PR #384, opened 2025-03-12
chore: Update available modellist

TillK17:
## Context

AI/ai-sdk-java-backlog#206

- added new models o1 and o3-mini to `OrchestrationAiModel` and `OpenAiModel`
- tested new parameter `reasoning effort` of o-series in bruno and SDK (works well, with high effort ~double the token consumption of low effort)
- deprecated models according to SAP Note and added retirement date and suggested replacement model to javadoc

### Feature scope:
 
- [x] All available models from the SDK are aligned with the SAP notes.
- [x] Both OpenAI client and orchestration client are covered
- [x] Test if new, additional model params for the new models already work. If not, create a follow-up ticket

## Definition of Done

- [x] Documentation updated
- [ ] ~Release notes updated~


foundation-models/openai/src/main/java/com/sap/ai/sdk/foundationmodels/openai/OpenAiModel.java
```diff
@@ -16,53 +16,57 @@
...
-   * @deprecated This model is not usable anymore. It is retired on AI Core since 2025-02-13.
+   * @deprecated This model is deprecated on AI Core with a planned retirement on 2025-02-13. The
+   *     suggested replacement model is {@link OpenAiModel#GPT_4O_MINI}.
    */
   @Deprecated
   public static final OpenAiModel GPT_35_TURBO_16K = new OpenAiModel("gpt-35-turbo-16k", null);
 
-  /** Azure OpenAI GPT-4 chat completions model */
+  /** Azure OpenAI GPT-4 model */
   public static final OpenAiModel GPT_4 = new OpenAiModel("gpt-4", null);
```
rpanackal, line 49: (Question)

Isn't `GPT_4` also deprecated?

TillK17: `GPT_4.withVersion("0613")` is deprecated but `GPT_4.withVersion("turbo-2024-04-09  (latest)")` isnt. I wasnt quite sure how to handle this and believe there might be a mistake by Orchestration. They should've release `gpt-4-turbo` as an individual model instead of as a version of `gpt-4`. But with this version not being deprecated, I decided to not deprecate `GPT_4`

orchestration/src/main/java/com/sap/ai/sdk/orchestration/OrchestrationAiModel.java
```diff
@@ -99,26 +105,45 @@ public class OrchestrationAiModel {
...
-  /** Azure OpenAI GPT-4 chat completions model */
+  /** Azure OpenAI GPT-4 model */
   public static final OrchestrationAiModel GPT_4 = new OrchestrationAiModel("gpt-4");
 
-  /** Azure OpenAI GPT-4-32k chat completions model */
+  /**
+   * Azure OpenAI GPT-4 model
+   *
+   * @deprecated This model is deprecated on AI Core with a planned retirement on 2025-05-13. The
+   *     suggested replacement model is {@link OrchestrationAiModel#GPT_4O}.
```
newtork, line 144: (Question)

Just to confirm, we want to expose this dynamic information (deprecation date and replacement), rather than suggesting SAP Note directly? @jjtang1985?

orchestration/src/main/java/com/sap/ai/sdk/orchestration/OrchestrationAiModel.java
```diff
@@ -127,6 +152,12 @@ public class OrchestrationAiModel {
   /** Azure OpenAI GPT-4o-mini chat completions model */
   public static final OrchestrationAiModel GPT_4O_MINI = new OrchestrationAiModel("gpt-4o-mini");
 
+  /** Azure OpenAI o1 chat completions model */
```
newtork, line 155: (Question)

Why do you remove chat completion everywhere but add it here?

orchestration/src/main/java/com/sap/ai/sdk/orchestration/OrchestrationAiModel.java
jjtang1985: This was initially proposed by Till.  
From consumer perspective, it's convenient to have this information as Java annotation.
If it does not cost too much time, I would like to have them.

foundation-models/openai/src/main/java/com/sap/ai/sdk/foundationmodels/openai/OpenAiModel.java
rpanackal: (Comment)

Seems like `GPT_4` _latest_ is also soon to be deprecated/even retired.

orchestration/src/main/java/com/sap/ai/sdk/orchestration/OrchestrationAiModel.java
TillK17: True, I believe I wasnt 100% consistent with this. 

I initially noticed that some models had a _chat completion_ or _embedding_ in their JavaDoc, others not. As many of the newer models are generally multimodal, I found the _chat completion_ a bit misleading. However, for our SDK, they can of course only generate text or cumpute embeddings (except from dall-e).

rpanackal (approved):
LGTM

PR #391, opened 2025-03-19
fix: [Orchestration] default values for template messages

### LINKED ISSUE #389: How to use TemplateConfig...withDefaults?
### Ask the Question

I am creating a template for Chat completion of 2 messages
- system
```markdown
# Instruction

{{?system_instruction_text}}
...
```
- user
```markdown
# Input data
## Param1
`{{?param1}}
## Param2
`{{?param2}}
```

The user can override system_instruction_text parameter.
If I provide the param value via
```java
return TemplateConfig.create()
            .withTemplate(List.of(systemTemplate.createChatMessage(), userTemplate.createChatMessage()))
            .withDefaults(
                Map.of("system_instruction_text", systemPromptInstructionText)
            );
```
I receive error - unused parameter
If I provide the value at the very end with all other parameters, as in the [documentation](https://sap.github.io/ai-sdk/docs/java/guides/orchestration-chat-completion#chat-completion-with-templates), everything works.

My question: are these defaults for input parameters or something else?

Thank you.

newtork:
fixes #389

### DIFF
--- a/orchestration/src/main/java/com/sap/ai/sdk/orchestration/ConfigToRequestTransformer.java
+++ b/orchestration/src/main/java/com/sap/ai/sdk/orchestration/ConfigToRequestTransformer.java
@@ -51,20 +51,30 @@ final class ConfigToRequestTransformer {
     if (config instanceof TemplateRef) {
       return config;
     }
+
     val template = config instanceof Template t ? t : Template.create().template();
     val messages = template.getTemplate();
     val responseFormat = template.getResponseFormat();
     val messagesWithPrompt = new ArrayList<>(messages);
+
     messagesWithPrompt.addAll(
         prompt.getMessages().stream().map(Message::createChatMessage).toList());
     if (messagesWithPrompt.isEmpty()) {
       throw new IllegalStateException(
           "A prompt is required. Pass at least one message or configure a template with messages or a template reference.");
     }
-    return Template.create()
-        .template(messagesWithPrompt)
-        .tools(template.getTools())
-        .responseFormat(responseFormat);
+
+    val result =
+        Template.create()
+            .template(messagesWithPrompt)
+            .tools(template.getTools())
+            .defaults(template.getDefaults())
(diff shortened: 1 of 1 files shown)


orchestration/src/main/java/com/sap/ai/sdk/orchestration/ConfigToRequestTransformer.java
```diff
@@ -51,20 +51,30 @@ static TemplatingModuleConfig toTemplateModuleConfig(
...
-        .template(messagesWithPrompt)
-        .tools(template.getTools())
-        .responseFormat(responseFormat);
+
+    val result =
+        Template.create()
+            .template(messagesWithPrompt)
+            .tools(template.getTools())
+            .defaults(template.getDefaults())
+            .responseFormat(responseFormat);
```
rpanackal, line 72: (Question)

Is it viable to reuse the incoming template object instead of recreating one. 

We are now repeating the conversion to low level in `OrchestrationTemplate`.

newtork: i don't get the question, do you want me to add a unit test to improve coverage?

jjtang1985: As a fix, I would have a unit test for covering the case.

rpanackal: Yes a unit test works.

I was just thinking of how to avoid creating the low level object of `Template` **multiple times** like

```java
Template.create()
        .template(template)
        .defaults(defaults) // we forgot this in one location
        .responseFormat(responseFormat)
        .tools(tools);
```
so that we don't forget to initialise the object correctly in one of the time. I don't have a good solution to propose.

rpanackal (approved):
LGTM

PR #403, opened 2025-04-03
test: SpringAI Filtering 

TillK17:
## Context

AI/ai-sdk-java-backlog#224

- Input and output filtering for orchestration using the SpringAI Integration is tested as part of the sample app
- Example added to the documentation portal with [this PR](https://github.com/SAP/ai-sdk/pull/32)

### Feature scope:
 
- [x] content filter modules of the orchestration service supported in our Spring AI client
- [x] Sample code for content filtering
  - [x] Input filtering hits
  - [x] Output filtering hits
  - [ ] (optional) Streaming enabled

## Definition of Done

- [ ] ~Release notes updated~


sample-code/spring-app/src/test/java/com/sap/ai/sdk/app/controllers/SpringAiOrchestrationTest.java
```diff
@@ -58,6 +58,22 @@ void testMasking() {
     assertThat(response.getResult().getOutput().getText()).isNotEmpty();
   }
```
TillK17, line 60: Tried to write minimal tests resistant to potential future changes in error messages. Not sure if this is the best way though

sample-code/spring-app/src/main/java/com/sap/ai/sdk/app/services/SpringAiOrchestrationService.java
```diff
@@ -94,6 +99,62 @@ public ChatResponse masking() {
...
+  @Nonnull
+  public ChatResponse inputFiltering(AzureFilterThreshold policy)
+      throws OrchestrationClientException {
+    val filterConfig =
+        new AzureContentFilter().hate(policy).selfHarm(policy).sexual(policy).violence(policy);
+    val opts =
+        new OrchestrationChatOptions(
+            config
+                .withLlmConfig(GEMINI_1_5_FLASH.withParam(TEMPERATURE, 0.0))
+                .withInputFiltering(filterConfig));
```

Problem description >> Lines above with "return" in them are the ones to copy.

Task answer >>
return TemplateConfig.create()
       return config;
-    return Template.create()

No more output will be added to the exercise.